─── STUDY MATERIAL ───
PR #15146, opened 2022-01-25
WFLY-15963 Combine ORDINALS and ORDINAL_TO_WEEK_NUMBER_MAPPING fields…

chengfang:
… in ejb3 DayOfMonth class

cleanup (improve the use of toLowerCase and equalsIgnoreCase; remove unnecessary null check)

https://issues.redhat.com/browse/WFLY-15963

some notes about changes of code cleanup:

* the regex `Pattern "\\s+"` is moved to the class-level to avoid compiling the pattern for every invocation of the method.
* `isDayOfWeekBased` method is renamed to `splitDayOfWeekBased` and the return type is changed from `boolean` to `String[]`. This method splits the input string to do the checking, and the caller of this method also needs to split the data. To avoid splitting it twice, this method is changed to return the split result: a non-null value is equivalent to previous true return value; a null is equivalent to the previous false return value.


chengfang:
@tadamski please review.

tadamski (approved):
LGTM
───
- **WHAT YOU ARE ASKED TO DO**
Among the lines above, which hold the word "tadamski"? Report each one.

- **REPLY**
@tadamski please review.
tadamski (approved):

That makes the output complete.